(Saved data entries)
=======

PR #2141, opened 2026-07-18
Dedupe Workbench attribute-table sections and save-flash plumbing

### LINKED ISSUE #2061: Small frontend DRY wins: duplicated attribute-table section configs; copy-pasted save-flash plumbing
## Context

Found in the July 2026 health review (Workbench + game screens passes). Two small, independent extractions batchable in one PR:

1. **Duplicated Workbench attribute-table sections:** `entities/enemy.ts:88-122` (attribute distribution) ≡ `entities/class.ts:207-241`, and `entities/item.ts:140-172` (attribute bonuses) ≡ `entities/item-mod.ts:76-108` — identical `newRow`/columns/labels modulo copy. `tags-section.ts` already proves the shared-section-factory pattern; an `attributeDistributionSection&lt;T&gt;()` / `attributeBonusSection&lt;T&gt;()` in `entities/` would DRY four configs.

2. **Copy-pasted save-flash plumbing:** `attributes-view.svelte.ts:301,308,501-515` and `options-view.svelte.ts:157-162,281-295` carry an identical `saved = $state(false)` + `#flashTimer` + `flashSaved()` (same 1900 ms literal) + `dispose()` block, each requiring the owning screen to remember `onDestroy(() =&gt; view.dispose())`. A tiny shared `SaveFlash` reactive class in `$lib/common` removes the duplication and centralizes the timer lifecycle. (The broader deltas/overrides resync-pinning machinery in those two views is also structurally parallel, but extracting that is a larger, riskier refactor — out of scope here.)

ginderjeremiah:
## Summary

Two small, independent DRY extractions from the July 2026 health review (#2061):

1. **Duplicated Workbench attribute-table sections.** `entities/enemy.ts` (`attributeDistribution`) and `entities/class.ts` (`attributeDistributions`) defined identical "stat distribution per level" table sections (attributeId + baseAmount + amountPerLevel); `entities/item.ts` and `entities/item-mod.ts` defined identical "flat stat bonus" table sections (attributeId + amount). Extracted `attributeDistributionSection<T>()`/`attributeBonusSection<T>()` factories in a new `entities/attribute-table-sections.ts`, mirroring the existing `tagsSection` pattern (curried config, entity-agnostic via `fieldsOf`). All four entity configs now call the shared factory instead of hand-copying the section.

2. **Copy-pasted save-flash plumbing.** `attributes-view.svelte.ts` and `options-view.svelte.ts` each carried an identical `saved = $state(false)` + `#flashTimer` + `flashSaved()` (1900ms) + `dispose()` block. Extracted a `SaveFlash` reactive class (`$lib/common/save-flash.svelte.ts`) that owns the flag and the timer lifecycle; both view-models now delegate to it via a `saved` getter, preserving the existing public API.

   While implementing this, I found the **exact same duplicated pattern** in two more places — `EntityStore` and `ProgressionStore` (the Workbench's own save orchestration stores) — which weren't named in the issue. Since it's the same mechanical fix using the tool built for this PR, I folded those in too rather than leaving the dedup half-finished or filing a separate issue for an already-solved duplication. `EntityStore.saved` keeps a getter **and** setter (one existing test writes to it directly to arrange state), while the other three consumers only needed a getter.

## Test plan

- [x] `npm run test:unit:ci` — all 3776 tests pass, including new unit tests for `SaveFlash` and the `attribute-table-sections` factories
- [x] `npm run build` — succeeds

Closes #2061

---
_Generated by [Claude Code](https://claude.ai/code/session_019d1ADCSFg2Ft8ggyRdhv5U)_

### DIFF
--- a/UI/src/lib/common/index.ts
+++ b/UI/src/lib/common/index.ts
@@ -20,3 +20,4 @@ export * from './hooks';
 export * from './event-measuring';
 export * from './serialized-queue';
 export * from './statify.svelte';
+export * from './save-flash.svelte';
--- a/UI/src/lib/common/save-flash.svelte.ts
+++ b/UI/src/lib/common/save-flash.svelte.ts
@@ -1,0 +1,31 @@
+/** Brief "saved" confirmation flash with a self-owned timer lifecycle — the pattern duplicated
+ *  across the Attributes/Options draft-edit view-models before being extracted here. A consumer
+ *  calls {@link flash} after a successful save and must call {@link dispose} on teardown to clear
+ *  a pending timer. */
+export class SaveFlash {
+	active = $state(false);
+
+	#timer: ReturnType<typeof setTimeout> | undefined;
+
+	constructor(private readonly durationMs = 1900) {}
+
+	flash(): void {
+		this.active = true;
+		if (this.#timer) {
+			clearTimeout(this.#timer);
+		}
+		this.#timer = setTimeout(() => {
+			this.active = false;
+		}, this.durationMs);
+	}
+
+	reset(): void {
+		this.active = false;
+	}
+
+	dispose(): void {
+		if (this.#timer) {
+			clearTimeout(this.#timer);
+		}
+	}
+}
--- a/UI/src/routes/admin/workbench/entities/attribute-table-sections.ts
+++ b/UI/src/routes/admin/workbench/entities/attribute-table-sections.ts
@@ -1,0 +1,107 @@
+import { reference } from '../reference.svelte';
+import { firstFree } from './helpers';
+import { fieldsOf, type Identified, type TableSectionConfig } from './types';
+
+interface AttributeDistributionRow {
+	attributeId: number;
+	baseAmount: number;
+	amountPerLevel: number;
+}
+
+interface AttributeBonusRow {
+	attributeId: number;
+	amount: number;
+}
+
+/**
+ * Shared "stat distribution per level" table — identical shape for Enemies and Classes
+ * (attributeId + baseAmount + amountPerLevel, one row per attribute); only the collection
+ * key, section key, description and empty-state copy vary per entity.
+ */
+export const attributeDistributionSection = <T extends Identified>(config: {
+	key: string;
+	itemsKey: keyof T & string;
+	desc: string;
+	emptySub: string;
+}): TableSectionConfig<T> => {
+	const rowsOf = (rec: T) => fieldsOf(rec)[config.itemsKey] as AttributeDistributionRow[];
+	return {
+		key: config.key,
+		label: 'Attributes',
+		glyph: 'bars',
+		desc: config.desc,
+		count: (rec) => rowsOf(rec).length,
+		warn: (rec) => (rowsOf(rec).length ? null : 'No attribute distribution'),
+		kind: 'table',
+		itemsKey: config.itemsKey,
+		rowKey: 'attributeId',
+		addLabel: 'Add attribute',
+		emptyIcon: 'bars',
+		emptyTitle: 'No attributes set',
+		emptySub: config.emptySub,
+		newRow: (rec) => ({
+			attributeId: firstFree(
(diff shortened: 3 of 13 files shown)


ginderjeremiah (commented):
## Review: Dedupe Workbench attribute-table sections and save-flash plumbing (#2061)

**Verdict:** Approve — faithful, well-tested DRY extraction that matches the issue exactly and sensibly folds in two more instances of the same duplication.

_(Submitted as a `COMMENT` because GitHub won't accept a gating verdict from the PR author; the intent is Approve.)_

### What's good

- **Both extractions match the issue's request precisely.** `attributeDistributionSection` / `attributeBonusSection` mirror the established `tagsSection` / `chipsSection` factory pattern (curried, entity-agnostic via `fieldsOf`), and the extracted configs are byte-for-byte faithful to the four originals — same `min` (190 dist / 200 bonus), `warn` copy, `addLabel`, column shape, and `newRow`/`firstFree` behavior. Only the genuinely-varying bits (`key`, `desc`, `emptySub`) are parameterized.
- **Folding in `EntityStore` / `ProgressionStore` was the right call.** They carried the identical `saved`/`#flashTimer`/`flashSaved()`/`dispose()` block; fixing them with the tool built for this PR beats leaving the dedup half-done. The `EntityStore.saved` getter+setter (vs getter-only elsewhere) is justified and documented — an existing test arranges state by writing it.
- **`SaveFlash` preserves the exact prior semantics:** re-arm clears the prior timer, `dispose()` cancels the pending auto-clear without flipping the flag (matches the old teardown behavior), and the 1900 ms window is unchanged. The public `saved` API on all four consumers is preserved.
- **Test coverage is solid.** New unit tests cover `SaveFlash` (activate/auto-clear, re-arm-restarts-timer, reset, dispose-cancels) and both section factories (config passthrough, count/warn, `newRow` first-free selection). This meets the frontend testing rule (lib + workbench modules under `tests/` mirroring source).

No blocking findings, no should-fixes, no nits. Clean refactor with no behavior change.


---

ginderjeremiah:
## Review — ✅ Approve

Reviewed against the scope of #2061. This is a clean, faithful DRY extraction with no behavioral change.

### What I verified
- **Attribute-table factories** (`attribute-table-sections.ts`) reproduce the four inline configs exactly. Detail preserved carefully: distribution columns keep `min: 190` and bonus columns keep `min: 200`; `label`/`glyph`/`emptyIcon` constants match; `desc` is parameterized only for distribution (enemy vs. class copy genuinely differ) and hard-coded for bonus (item and item-mod shared identical copy). Section `key` is config-driven for distribution (`attrs`/`attributes`) and fixed for bonus, matching the originals. Follows the established `tagsSection`/`chipsSection` factory pattern and stays entity-agnostic via `fieldsOf`.
- **`SaveFlash`** centralizes the `active` flag + 1900ms timer lifecycle. `flash()` re-arms (clears prior timer), `reset()` clears the flag without touching the pending timer, and `dispose()` cancels it — matching the previous per-view semantics precisely (a stale timer firing after `reset()` is a harmless no-op against an already-false flag, same as before).
- **Folding in `EntityStore` + `ProgressionStore`** was the right call — same mechanical duplication, same tool. The getter-only vs. getter+setter asymmetry is justified: `EntityStore` mutators (and one test) write `saved` directly, so it keeps a setter; the other three consumers only read it. I confirmed via grep that no external code writes `.saved` on the getter-only consumers, so the change is safe. Svelte 5 reactivity propagates correctly through the getter since `active` is `$state`.
- **Tests**: new coverage for both `SaveFlash` (timer, re-arm, reset, dispose) and the two factories. Ran the affected suites locally — 41/41 pass. All CI checks green (frontend unit + e2e across chromium/firefox/webkit; backend jobs correctly skipped).

### Nits
None blocking. The only stylistic wrinkle is that `attributeDistributionSection` uses a single-call config-object signature while the sibling `chipsSection`/`tagsSection` factories use currying — but the config-object shape reads more cleanly here given the number of varying fields, so I'd keep it.

Merging.

---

=======

_GOAL OF THE EXERCISE_
Among the entries above, some lines may hold the string "parameterized". State how many, and give nothing but the number.

_RESULT FOR THIS EXERCISE_
2